The Congress suffered another humiliating loss ending up with 52 seats—a marginal improvement on its previous tally, but still short of the number to automatically claim the prestigious post of the leader of the opposition in Parliament.
Not only did Gandhi lose from Amethi, the party is now reduced to one representative, Sonia Gandhi, from Uttar Pradesh—one of the two states without which the Congress can never stage a revival. The bulk of its MPs in the next Lok Sabha will come from south India—including Gandhi, who won from Wayanad in Kerala. After drawing a near blank in the Hindi heartland, it risks losing its credentials of being a national party. More worryingly, it should recognize that over the last four decades, key constituents have deserted the party. First to leave were the Dalits, later followed by the OBCs; and now, BJP has completed the heist with its successful wooing of the poor. The Muslims in general continue to be loyal to the Congress, which, however, in the context of a rising Hindu consciousness, could be a political liability, especially in the heartland.
The Road Ahead
With the elections done and dusted, Modi is likely to refocus his attention on governance. One big challenge will be in putting together the union cabinet. If there was one drawback of this government, it was the lack of bandwidth in the union cabinet.

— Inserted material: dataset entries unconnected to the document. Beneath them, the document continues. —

PR #2953, opened 2020-09-24
ParmEdConverter: fix NameError when catching NoDataError

cbouy:
Converting to parmed when the AtomGroup doesn't have a resname leads to a NameError: the current code tries to catch the NoDataError but because NoDataError is not imported from exceptions.py it triggers a `NameError: name 'NoDataError' is not defined`

 - import NoDataError from exceptions

Is the changelog update needed here ?

PR Checklist
------------
 - [ ] Tests?
 - [ ] Docs?
 - [ ] CHANGELOG updated?

### DIFF
--- a/package/MDAnalysis/coordinates/ParmEd.py
+++ b/package/MDAnalysis/coordinates/ParmEd.py
@@ -77,6 +77,7 @@ import functools
 from . import base
 from ..topology.tables import SYMB2Z
 from ..core.universe import Universe
+from ..exceptions import NoDataError
 
 
 class ParmEdReader(base.SingleFrameReaderBase):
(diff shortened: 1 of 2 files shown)


lilyminium:
Oops, thanks for finding this. Could you please add a test as well so the tests will catch it in the future as well?

orbeckst:
You don't need to update the CHANGELOG as this just fixes something that hadn't been released yet. (We don't absolutely strictly adhere to what I just said because our release cycles are so stretched out that we need to track bugs in develop and often fix issues that never show up in a released version. But in the case here a CHANGELOG entry seems overkill.)

orbeckst (changes requested):
Can you please add a test?

Not for testing that your fix worked but rather because it indicates that we didn't test a possible (and perhaps not uncommon) failure mode earlier.

cbouy:
Sorry for the delay and the messed up commits, should be fixed now

orbeckst (approved):

orbeckst:
Thank you!

PR #2956, opened 2020-09-27
TST, CI: add ARM64 Graviton 2 to CI

tylerjereddy:
* start testing MDAnalysis on ARM64 using
new [AWS Graviton 2](https://blog.travis-ci.com/AWS-Graviton-2-support-comes-to-Travis-CI) architecture available
in Travis CI

* testing on my fork shows only two failures
in the MDAnalysis test suite using a fairly
minimal set of dependencies; we can probably
either fix those or skip them and open an issue

* the test failures are:
1. `test_written_remarks_property`
2. `TestEncoreClustering.test_clustering_three_ensembles_two_identical`

* run time for this CI entry is about
23 minutes, which is solid for ARM; we save a lot
of time using experimental upstream wheels in some
cases and excluding (source builds of) dependencies
where possible until the ARM64 binary wheel ecosystem
matures a bit more

### DIFF
--- a/testsuite/MDAnalysisTests/formats/test_libdcd.py
+++ b/testsuite/MDAnalysisTests/formats/test_libdcd.py
@@ -20,6 +20,7 @@ import os
 import sys
 import string
 import struct
+import platform
 
 import hypothesis.strategies as strategies
 from hypothesis import example, given
@@ -351,8 +352,10 @@ def write_dcd(in_name, out_name, remarks='testing', header=None):
             f_out.write(xyz=frame.xyz, box=frame.unitcell)
 
 
-@pytest.mark.xfail(os.name == 'nt' and sys.maxsize <= 2**32,
-                   reason="occasional fail on 32-bit windows")
+@pytest.mark.xfail((os.name == 'nt'
+                    and sys.maxsize <= 2**32) or
+                    platform.machine() == 'aarch64',
+                   reason="occasional fail on 32-bit windows and ARM")
 @given(remarks=strategies.text(
     alphabet=string.printable, min_size=0,
     max_size=239))  # handle the printable ASCII strings
--- a/.travis.yml
+++ b/.travis.yml
@@ -96,6 +96,31 @@ matrix:
            INSTALL_HOLE="false"
            CODECOV="true" SETUP_CMD="${PYTEST_FLAGS} --cov=MDAnalysis"
 
+    - os: linux
+      language: python
+      arch: arm64-graviton2
+      python:
+        - "3.7"
+      dist: focal
+      virt: vm
+      group: edge
+      before_install:
+        - python -m pip install cython numpy
+        # special test SciPy wheel for ARM64:
+        - python -m pip install https://anaconda.org/multibuild-wheels-staging/scipy/1.6.0.dev0+a240c17/download/scipy-1.6.0.dev0+a240c17-cp37-cp37m-manylinux2014_aarch64.whl
+        - python -m pip install --no-build-isolation hypothesis matplotlib pytest pytest-cov pytest-xdist tqdm
+      install:
+        - cd package
+        - python setup.py install
+        - cd ../testsuite
+        - python setup.py install
+        - cd ..
+      script:
+        - cd testsuite
+        - python -m pytest ./MDAnalysisTests --disable-pytest-warnings -n 8 -rsx --cov=MDAnalysis
+      after_success:
+        - echo "Override this stage for ARM64"
+
   allow_failures:
     - env: NUMPY_VERSION=dev EVENT_TYPE="cron"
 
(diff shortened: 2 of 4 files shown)


tylerjereddy:
Looks like subtle behavior differences in `MDAnalysis/analysis/encore/clustering/src/ap.c` on the platforms of the only test that really matters here (the other is already known to be a issue on other plaforms so we can probably `xfail` the remarks one on arm64 with the `hypothesis` case problems there).

Looking at the first few lines of a `diff` command on the debug output from that C file when running the test in the absence of scikit-learn on both platforms:

```
-6.07   -5.59   -5.17   -4.75   -4.33   -3.97   -3.56   -3.24 | -6.07   -5.59   -5.17   -4.75   -4.33   -3.97   -3.56   -3.24
tmp -0.20                                                     | tmp -0.21
tmp -0.20                                                     | tmp -0.21
-0.54   -0.46   -0.96   -1.42   -1.90   -2.33   -2.75   -3.14 | -0.54   -0.46   -0.96   -1.42   -1.90   -2.33   -2.75   -3.14
0.46    -0.46   -0.96   -1.42   -1.90   -2.33   -2.75   -3.14 | 0.46    -0.46   -0.96   -1.42   -1.90   -2.33   -2.75   -3.14
tmp -4.44                                                     | tmp -4.45
tmp -4.44                                                     | tmp -4.45
```

tylerjereddy:
A bunch of `float` -> `double` changes in that source file allows the test to pass on an ARM64 gcc compile farm now; I'll see if I can reduce the size of the diff/changes.

tylerjereddy:
Perhaps also useful to know if we *really* need `float` for "performance." Using `double` is often preferable anyway. Perhaps I could add a platform-conditional remap in the worst case.

testsuite/MDAnalysisTests/formats/test_libdcd.py
```diff
@@ -351,8 +352,10 @@ def write_dcd(in_name, out_name, remarks='testing', header=None):
             f_out.write(xyz=frame.xyz, box=frame.unitcell)
 
 
-@pytest.mark.xfail(os.name == 'nt' and sys.maxsize <= 2**32,
-                   reason="occasional fail on 32-bit windows")
+@pytest.mark.xfail((os.name == 'nt'
+                    and sys.maxsize <= 2**32) or
+                    platform.machine() == 'aarch64',
+                   reason="occasional fail on 32-bit windows and ARM")
```
tylerjereddy, line 358: this doesn't actually fail on the `gcc 115` gcc compile farm ARM64 machine, but the test is clearly already flaky on some other platforms--maybe depends on character encoding/support stuff?

tylerjereddy (commented):
We'll see if this passes ARM64 CI now..

tylerjereddy:
hmm, I still need to iterate more it seems; the partial switch to `double` was harmful for another encore test

tylerjereddy:
If I use `gcc 4.x` on ARM64 the failure is different than the 9.x series version in use in CI (and on the compile farm machine):

```
E       AssertionError: Unexpected result: <ClusterCollection with 42 clusters>
E       assert 42 == 40
E        +  where 42 = len(<ClusterCollection with 42 clusters>)
```

The "bad" value changes to 36 with `gcc 9.x`.

tylerjereddy:
Selectively reducing compiler optimization level to `-O1` for ARM64 machines allows the encore tests to pass in my hands. We'll see if the CI agrees.

tylerjereddy:
@lilyminium @richardjgowers Can you live with the ARM64 shims here? CI is green now; the new job still runs in ~23 minutes.

I think we'll be able to bump up the optimization level a bit--`-O1` was my second try, but `-O2` might be possible. We can always make that improvement later though.

IAlibay:
It's interesting that the tests still run in a reasonably short amount of time even at O1. Even though they output incorrect values, are they substantially faster at 02/03?

It would be good to eventually work out if we can isolate the opt flag that's causing this. If anything it would help us understand how/if the code can be rewritten in a safer manner.

tylerjereddy:
> are they substantially faster at 02/03?

The test suite as a whole in CI is about the same runtime at `-O1` on ARM64. You can see by comparing the time I reported for the ARM64 job when I first opened the PR at `-O3` vs. current run time after realizing that aggressive optimization was causing problems.

tylerjereddy:
Some performance loss in the testsuite may also be made up by reduced build time with optimizations turned down. In any case, I think correctness and portability trump the hunger for performance here, especially since I've isolated it to a single architecture.

Maybe open an issue to perfect things on ARM64 eventually, but that will be a separate task I think--the build/iteration times on ARM64 can still be slow on some of the openly available machines, and we're really only using a small subset of dependencies until that ecosystem matures anyway.

richardjgowers (approved):
Yeah this looks like a good step towards having Arm compatibility, thanks @tylerjereddy !

IAlibay (approved):
Thanks for all the work here @tylerjereddy Is the only thing that needs changing before we claim "minimal ARM support" the use of the scipy development wheels?

tylerjereddy:
Yeah, I released SciPy `1.5.3` over the weekend with "official" Linux ARM wheels so I'll try to clean that up in a follow-up

PR #2959, opened 2020-09-29
Removes element guessing from ParmedParser (Issue #2933)

### LINKED ISSUE #2933: Remove element guessing by default in ParmedParser
As previously discussed #2630, #2651, etc... we probably don't want to be guessing by default if we can avoid it, particularly for elements where guess_types/elements (synonymous) is particularly error prone.

The ParmEdParser currently guesses by default elements if the atomic number doesn't match anything in `Z2SYMB`.
https://github.com/MDAnalysis/mdanalysis/blob/b2b7bcbdf4e2fe4e221d5e67842c90cf317375e5/package/MDAnalysis/topology/ParmEdParser.py#L219-L223

Change the behaviour of the ParmeEdParser. If the element can't be found, then just assign the element as an empty string (as we do for the TOPParser). 

Alternatively we could either: a) not assign elements if there's a bad element, or b) keep things as they are.

IAlibay:
Fixes #2933

 - If elements are not present in the parmed structure, the element is assigned to empty string `''`.
 - Tests for ParmedParser element reading.
 - Some PEP8/Flake8 changes.

PR Checklist
------------
 - [x] Tests?
 - [x] Docs?
 - [x] CHANGELOG updated?

### DIFF
--- a/testsuite/MDAnalysisTests/topology/test_parmed.py
+++ b/testsuite/MDAnalysisTests/topology/test_parmed.py
@@ -21,8 +21,10 @@
 # J. Comput. Chem. 32 (2011), 2319--2327, doi:10.1002/jcc.21787
 #
 import pytest
-import MDAnalysis as mda
+import numpy as np
+from numpy.testing import assert_equal
 
+import MDAnalysis as mda
 from MDAnalysisTests.topology.base import ParserBase
 from MDAnalysisTests.datafiles import (
     PSF_NAMD_GBIS,
@@ -30,6 +32,7 @@ from MDAnalysisTests.datafiles import (
 )
 
 pmd = pytest.importorskip('parmed')
+
 
 class BaseTestParmedParser(ParserBase):
     parser = mda.topology.ParmEdParser.ParmEdParser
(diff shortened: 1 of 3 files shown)


testsuite/MDAnalysisTests/topology/test_parmed.py
```diff
@@ -168,16 +177,22 @@ def test_dihedrals_identity(self, top, value):
...
     PRM
     """
-    
+
     ref_filename = PRM
-    
+
     expected_n_atoms = 252
     expected_n_residues = 14
+    elems_ranges = ((0, 8), (30, 38))
```
IAlibay, line 191: So strangely enough Parmed here actually guesses elements from masses (hence why PRM directly loaded in MDA has no elements, but this yields an element list). But since it's outside our hands... I guess it's fine?

lilyminium: I agree, IMO the goal should be to faithfully represent the ParmEd object, however it chooses to interpret the original file.

lilyminium (approved):
LGTM! Thanks for doing this and cleaning up the code 😅

PR #2968, opened 2020-10-04
Have copies of docs at stable/ and dev/

### LINKED ISSUE #2966: Expose "stable" docs endpoint
I refer to MDAnalysis in the [documentation for freud](https://freud.readthedocs.io/en/stable/topics/datainputs.html#mdanalysis-readers) through an [intersphinx mapping](https://www.sphinx-doc.org/en/master/usage/extensions/intersphinx.html). I saw that the docs have moved to docs.mdanalysis.org. It would be nice to have a "stable" version of the MDAnalysis docs that could be referenced.

Add a "stable" docs version pointing to the latest stable release. Something like https://docs.mdanalysis.org/stable/. This is also how some other Python projects label their docs, e.g.
- https://numpy.org/doc/stable/
- https://scikit-learn.org/stable/

I could pin my library to link to the 1.0.0 docs but that would become out of date as new MDAnalysis versions are released.

lilyminium:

The second big test will be with respect to the economy. The containing of retail inflation and improved plumbing of the economy through measures like goods and services tax have no doubt improved the underlying basis, but there are concerns that cannot be ignored--obvious ones are farm distress, lack of job creation and flagging investment. With such a massive mandate, Modi will be under pressure to deliver solutions—though it is a fact that there is no shortcut. Undoubtedly, he has a task on hand.